Raw data: Begin

PR #95, opened 2023-03-01
pb/prefactors

pbrisbin:
- Add lts-19.33 file
- Update stack-nightly
- Update package.yaml to align with template
- Fix warning in Spec.hs
- Avoid direct record construction for Dotenv.Config
- Remove TODOs
- Style
- Lint
- Move 8.8 GHC option under conditional
- Update default resolver to lts-20.12/ghc-9.2
- Update CI matrix


library/Freckle/App.hs
```diff
@@ -134,24 +141,63 @@
...
+
+runAppT
+  :: (MonadUnliftIO m, HasLogger app)
+  => (forall b . (app -> m b) -> m b)
+  -> AppT app m a
+  -> m a
+runAppT loadApp action = do
+  setLineBuffering
+  loadApp $ \app ->
+    runResourceT $ runLoggerLoggingT app $ runReaderT (unAppT action) app
```
pbrisbin, line 197: I think I might prefer leaving `runAppT` as the "just unwind the stack" function, and `runApp` as the "set buffering, load app, etc" function...

```hs
runApp loadApp action = do
  setLineBuffering
  loadApp $ runAppT action

runAppT action app =
  runResourceT $ runLoggerLoggingT app $ runReaderT (unAppT action) app
```

Is that less surprising?

library/Freckle/App.hs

Raw data: End

Restate the material above word for word, leaving nothing out.

Exercise answer:
PR #95, opened 2023-03-01
pb/prefactors

pbrisbin:
- Add lts-19.33 file
- Update stack-nightly
- Update package.yaml to align with template
- Fix warning in Spec.hs
- Avoid direct record construction for Dotenv.Config
- Remove TODOs
- Style
- Lint
- Move 8.8 GHC option under conditional
- Update default resolver to lts-20.12/ghc-9.2
- Update CI matrix


library/Freckle/App.hs
```diff
@@ -134,24 +141,63 @@
...
+
+runAppT
+  :: (MonadUnliftIO m, HasLogger app)
+  => (forall b . (app -> m b) -> m b)
+  -> AppT app m a
+  -> m a
+runAppT loadApp action = do
+  setLineBuffering
+  loadApp $ \app ->
+    runResourceT $ runLoggerLoggingT app $ runReaderT (unAppT action) app
```
pbrisbin, line 197: I think I might prefer leaving `runAppT` as the "just unwind the stack" function, and `runApp` as the "set buffering, load app, etc" function...

```hs
runApp loadApp action = do
  setLineBuffering
  loadApp $ runAppT action

runAppT action app =
  runResourceT $ runLoggerLoggingT app $ runReaderT (unAppT action) app
```

Is that less surprising?

library/Freckle/App.hs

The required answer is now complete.